Information Start Marker
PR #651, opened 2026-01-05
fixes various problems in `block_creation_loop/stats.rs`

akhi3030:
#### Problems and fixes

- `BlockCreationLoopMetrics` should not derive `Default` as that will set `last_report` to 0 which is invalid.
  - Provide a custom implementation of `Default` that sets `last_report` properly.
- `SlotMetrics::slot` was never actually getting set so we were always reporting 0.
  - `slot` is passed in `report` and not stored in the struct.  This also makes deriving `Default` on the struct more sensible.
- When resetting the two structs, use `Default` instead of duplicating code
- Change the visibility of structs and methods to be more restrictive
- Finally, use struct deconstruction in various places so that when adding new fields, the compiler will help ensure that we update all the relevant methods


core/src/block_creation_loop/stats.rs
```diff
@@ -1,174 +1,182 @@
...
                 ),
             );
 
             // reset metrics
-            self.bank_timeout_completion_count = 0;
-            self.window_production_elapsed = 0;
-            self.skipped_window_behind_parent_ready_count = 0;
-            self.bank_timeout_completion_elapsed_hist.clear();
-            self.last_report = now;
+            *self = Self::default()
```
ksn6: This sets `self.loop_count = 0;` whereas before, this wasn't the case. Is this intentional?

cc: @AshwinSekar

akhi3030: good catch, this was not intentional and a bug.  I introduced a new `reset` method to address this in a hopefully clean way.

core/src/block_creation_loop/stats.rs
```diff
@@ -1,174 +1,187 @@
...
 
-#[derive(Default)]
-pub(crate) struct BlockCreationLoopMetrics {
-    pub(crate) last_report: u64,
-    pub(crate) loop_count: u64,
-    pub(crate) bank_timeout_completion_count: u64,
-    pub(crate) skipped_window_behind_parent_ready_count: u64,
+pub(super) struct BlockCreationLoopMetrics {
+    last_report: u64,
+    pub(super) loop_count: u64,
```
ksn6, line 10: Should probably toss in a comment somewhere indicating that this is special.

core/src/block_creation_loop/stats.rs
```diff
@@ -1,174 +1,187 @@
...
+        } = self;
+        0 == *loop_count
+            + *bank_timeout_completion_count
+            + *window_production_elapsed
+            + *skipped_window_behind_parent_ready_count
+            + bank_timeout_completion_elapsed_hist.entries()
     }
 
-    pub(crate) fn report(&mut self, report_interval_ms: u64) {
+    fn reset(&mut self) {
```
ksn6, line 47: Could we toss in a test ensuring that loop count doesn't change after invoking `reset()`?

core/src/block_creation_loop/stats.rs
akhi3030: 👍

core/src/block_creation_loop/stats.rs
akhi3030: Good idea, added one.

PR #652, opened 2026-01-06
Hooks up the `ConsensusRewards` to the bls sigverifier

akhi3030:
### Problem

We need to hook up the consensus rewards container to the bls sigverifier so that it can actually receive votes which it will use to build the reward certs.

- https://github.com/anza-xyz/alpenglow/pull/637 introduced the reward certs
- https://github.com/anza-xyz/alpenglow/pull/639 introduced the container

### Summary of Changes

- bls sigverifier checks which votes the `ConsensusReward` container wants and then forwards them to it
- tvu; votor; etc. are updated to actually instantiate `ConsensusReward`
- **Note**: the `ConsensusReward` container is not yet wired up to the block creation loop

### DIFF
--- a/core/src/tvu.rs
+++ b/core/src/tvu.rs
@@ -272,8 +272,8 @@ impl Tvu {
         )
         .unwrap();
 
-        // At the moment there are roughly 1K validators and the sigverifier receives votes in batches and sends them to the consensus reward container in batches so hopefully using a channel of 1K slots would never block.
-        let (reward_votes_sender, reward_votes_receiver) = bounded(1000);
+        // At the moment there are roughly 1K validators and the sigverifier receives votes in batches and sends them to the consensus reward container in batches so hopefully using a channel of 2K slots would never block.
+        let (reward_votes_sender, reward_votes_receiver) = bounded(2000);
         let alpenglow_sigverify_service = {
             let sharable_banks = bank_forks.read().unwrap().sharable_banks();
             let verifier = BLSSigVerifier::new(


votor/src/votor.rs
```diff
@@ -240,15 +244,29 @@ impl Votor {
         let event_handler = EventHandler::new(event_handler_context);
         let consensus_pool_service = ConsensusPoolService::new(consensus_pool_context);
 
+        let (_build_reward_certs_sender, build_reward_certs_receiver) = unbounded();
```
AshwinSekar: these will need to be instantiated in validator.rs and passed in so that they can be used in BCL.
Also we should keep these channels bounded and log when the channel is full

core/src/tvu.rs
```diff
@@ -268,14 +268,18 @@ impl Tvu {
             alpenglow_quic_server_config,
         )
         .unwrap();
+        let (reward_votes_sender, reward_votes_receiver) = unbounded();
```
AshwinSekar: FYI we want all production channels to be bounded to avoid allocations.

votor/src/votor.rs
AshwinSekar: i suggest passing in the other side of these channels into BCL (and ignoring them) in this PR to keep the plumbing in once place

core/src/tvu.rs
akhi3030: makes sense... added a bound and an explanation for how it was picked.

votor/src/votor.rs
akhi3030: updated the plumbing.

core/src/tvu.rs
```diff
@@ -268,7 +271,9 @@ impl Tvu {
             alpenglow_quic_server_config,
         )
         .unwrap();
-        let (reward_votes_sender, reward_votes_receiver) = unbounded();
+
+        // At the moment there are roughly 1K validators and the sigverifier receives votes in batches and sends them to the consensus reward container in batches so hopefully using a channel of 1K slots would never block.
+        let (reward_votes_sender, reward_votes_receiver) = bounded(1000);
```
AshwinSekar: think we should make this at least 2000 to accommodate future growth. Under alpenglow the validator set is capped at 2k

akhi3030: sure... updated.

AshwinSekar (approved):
Information End Marker
If a line of the data contains the word "need", count it; say how many such lines there are and nothing else.

» **Reply to the exercise**: 2